* Task brief
Line by line, output the material without altering anything.

* Available data
PR #855, opened 2025-04-30
fix: fix hyphenated name validation

CK-7vn:
## Description of the change
This allows hyphens in first and last names, and updates validation logic for those two struct fields for our users model. 

- **Related issues**: https://app.asana.com/1/1201607307149189/project/1209460078641109/task/1209977398530311?focus=true

## Screenshot(s)

image

### DIFF
--- a/backend/src/database/DB.go
+++ b/backend/src/database/DB.go
@@ -25,18 +25,9 @@ func NewDB(db *gorm.DB) *DB {
 	return &DB{db}
 }
 
-func ValidateNameCharacters(fl validator.FieldLevel) bool {
-	for _, char := range fl.Field().String() {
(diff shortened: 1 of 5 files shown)


backend/src/database/DB.go
```diff
@@ -25,6 +25,15 @@ func NewDB(db *gorm.DB) *DB {
 	return &DB{db}
 }
 
+func ValidateNameCharacters(fl validator.FieldLevel) bool {
```
PThorpe92, line 28: the only place the `ValidateAlphaNumSpace`/ 'alphanumspace'  was used was the same instances, so prob should change that one instead of make a whole new one here

calisio (approved):

PThorpe92 (approved):

PR #860, opened 2025-04-30
feat: add script to add kiwix libraries to dedicated instance

PThorpe92:
https://app.asana.com/1/1201607307149189/project/1209460078641109/task/1210072150791630

### DIFF
--- a/config/kiwix.sh
+++ b/config/kiwix.sh
@@ -1,0 +1,67 @@
+#!/bin/bash
+
+set -euo pipefail
+
+S3_BUCKET="" # needs bucket name
+INSTANCE_ID="" # needs instance ID
+AWS_REGION="us-east-1"
+
+if [ -z "$@" ]; then
+  echo "No arguments provided. Please provide a .zim file path or HTTPS URL."
+  read -p "Enter .zim file path or HTTPS URL (e.g., https://library.kiwix.org/...): " INPUT
+else
+  INPUT="$1"
+fi
+
+COMMANDS_ARRAY=""
+ZIM_FILE_NAME=""
+
+if [[ "$INPUT" =~ ^https?:// ]]; then
+  ZIM_FILE_NAME=$(basename "$INPUT")
+  if [[ ! "$ZIM_FILE_NAME" =~ \.zim$ ]]; then
+    echo "Error: remote file must end in .zim"
+    exit 1
+  fi
+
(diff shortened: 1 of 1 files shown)


config/kiwix.sh
```diff
@@ -0,0 +1,67 @@
...
+
+COMMANDS_ARRAY=""
+ZIM_FILE_NAME=""
+
+if [[ "$INPUT" =~ ^https?:// ]]; then
+  ZIM_FILE_NAME=$(basename "$INPUT")
+  if [[ ! "$ZIM_FILE_NAME" =~ \.zim$ ]]; then
+    echo "Error: remote file must end in .zim"
+    exit 1
+  fi
```
calisio, line 24: forgot to close this if statement out- you are missing a `fi` at the end of this block

config/kiwix.sh
```diff
@@ -0,0 +1,67 @@
...
+
+  echo "Uploading $ZIM_FILE_NAME to s3://$S3_BUCKET/ ..."
+  aws s3 cp "$INPUT" "s3://$S3_BUCKET/$ZIM_FILE_NAME" --region "$AWS_REGION"
+
+  COMMANDS_ARRAY=(
+	"set -e"
+	"aws s3 cp \"s3://$S3_BUCKET/$ZIM_FILE_NAME\" \"/zims/$ZIM_FILE_NAME\" --region \"$AWS_REGION\""
+	"/home/admin/.local/bin/kiwix-manage /zims/library.xml add \"/zims/$ZIM_FILE_NAME"\"
```
calisio, line 52: should this be
`"/home/admin/.local/bin/kiwix-manage /zims/library.xml add \"/zims/$ZIM_FILE_NAME\""` (closing quote should be after the `\`?)

carddev81 (approved):
Looks good, of course I was only able to test parts of it.

config/kiwix.sh
PThorpe92: This block continues, the COMMANDS_ARRAY below is still in the scope, as it has to download the zim file if it begins with `https://` :)

calisio: ohhh totally missed that sorry

config/kiwix.sh
PThorpe92: technically yes I believe you are right, seems odd that it still works this way

PR #861, opened 2025-04-30
fix: keep navbar pinned position across client route changes

PThorpe92:
https://app.asana.com/1/1201607307149189/project/1209460078641109/task/1209485070839570

the navbar now correctly reflects the state when a navigation item is clicked.


calisio (approved):

carddev81 (approved):
Weird issue with `Tour` occurred when logging on as a resident for the first time. This only happened when (1) logging out as superadmin (navbar not pinned) then (2) logging in first time as resident.

image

* Exercise solution
PR #855, opened 2025-04-30
fix: fix hyphenated name validation

CK-7vn:
## Description of the change
This allows hyphens in first and last names, and updates validation logic for those two struct fields for our users model. 

- **Related issues**: https://app.asana.com/1/1201607307149189/project/1209460078641109/task/1209977398530311?focus=true

## Screenshot(s)

image

### DIFF
--- a/backend/src/database/DB.go
+++ b/backend/src/database/DB.go
@@ -25,18 +25,9 @@ func NewDB(db *gorm.DB) *DB {
 	return &DB{db}
 }
 
-func ValidateNameCharacters(fl validator.FieldLevel) bool {
-	for _, char := range fl.Field().String() {
(diff shortened: 1 of 5 files shown)


backend/src/database/DB.go
```diff
@@ -25,6 +25,15 @@ func NewDB(db *gorm.DB) *DB {
 	return &DB{db}
 }
 
+func ValidateNameCharacters(fl validator.FieldLevel) bool {
```
PThorpe92, line 28: the only place the `ValidateAlphaNumSpace`/ 'alphanumspace'  was used was the same instances, so prob should change that one instead of make a whole new one here

calisio (approved):

PThorpe92 (approved):

PR #860, opened 2025-04-30
feat: add script to add kiwix libraries to dedicated instance

PThorpe92:
https://app.asana.com/1/1201607307149189/project/1209460078641109/task/1210072150791630

### DIFF
--- a/config/kiwix.sh
+++ b/config/kiwix.sh
@@ -1,0 +1,67 @@
+#!/bin/bash
+
+set -euo pipefail
+
+S3_BUCKET="" # needs bucket name
+INSTANCE_ID="" # needs instance ID
+AWS_REGION="us-east-1"
+
+if [ -z "$@" ]; then
+  echo "No arguments provided. Please provide a .zim file path or HTTPS URL."
+  read -p "Enter .zim file path or HTTPS URL (e.g., https://library.kiwix.org/...): " INPUT
+else
+  INPUT="$1"
+fi
+
+COMMANDS_ARRAY=""
+ZIM_FILE_NAME=""
+
+if [[ "$INPUT" =~ ^https?:// ]]; then
+  ZIM_FILE_NAME=$(basename "$INPUT")
+  if [[ ! "$ZIM_FILE_NAME" =~ \.zim$ ]]; then
+    echo "Error: remote file must end in .zim"
+    exit 1
+  fi
+
(diff shortened: 1 of 1 files shown)


config/kiwix.sh
```diff
@@ -0,0 +1,67 @@
...
+
+COMMANDS_ARRAY=""
+ZIM_FILE_NAME=""
+
+if [[ "$INPUT" =~ ^https?:// ]]; then
+  ZIM_FILE_NAME=$(basename "$INPUT")
+  if [[ ! "$ZIM_FILE_NAME" =~ \.zim$ ]]; then
+    echo "Error: remote file must end in .zim"
+    exit 1
+  fi
```
calisio, line 24: forgot to close this if statement out- you are missing a `fi` at the end of this block

config/kiwix.sh
```diff
@@ -0,0 +1,67 @@
...
+
+  echo "Uploading $ZIM_FILE_NAME to s3://$S3_BUCKET/ ..."
+  aws s3 cp "$INPUT" "s3://$S3_BUCKET/$ZIM_FILE_NAME" --region "$AWS_REGION"
+
+  COMMANDS_ARRAY=(
+	"set -e"
+	"aws s3 cp \"s3://$S3_BUCKET/$ZIM_FILE_NAME\" \"/zims/$ZIM_FILE_NAME\" --region \"$AWS_REGION\""
+	"/home/admin/.local/bin/kiwix-manage /zims/library.xml add \"/zims/$ZIM_FILE_NAME"\"
```
calisio, line 52: should this be
`"/home/admin/.local/bin/kiwix-manage /zims/library.xml add \"/zims/$ZIM_FILE_NAME\""` (closing quote should be after the `\`?)

carddev81 (approved):
Looks good, of course I was only able to test parts of it.

config/kiwix.sh
PThorpe92: This block continues, the COMMANDS_ARRAY below is still in the scope, as it has to download the zim file if it begins with `https://` :)

calisio: ohhh totally missed that sorry

config/kiwix.sh
PThorpe92: technically yes I believe you are right, seems odd that it still works this way

PR #861, opened 2025-04-30
fix: keep navbar pinned position across client route changes

PThorpe92:
https://app.asana.com/1/1201607307149189/project/1209460078641109/task/1209485070839570

the navbar now correctly reflects the state when a navigation item is clicked.


calisio (approved):

carddev81 (approved):
Weird issue with `Tour` occurred when logging on as a resident for the first time. This only happened when (1) logging out as superadmin (navbar not pinned) then (2) logging in first time as resident.

image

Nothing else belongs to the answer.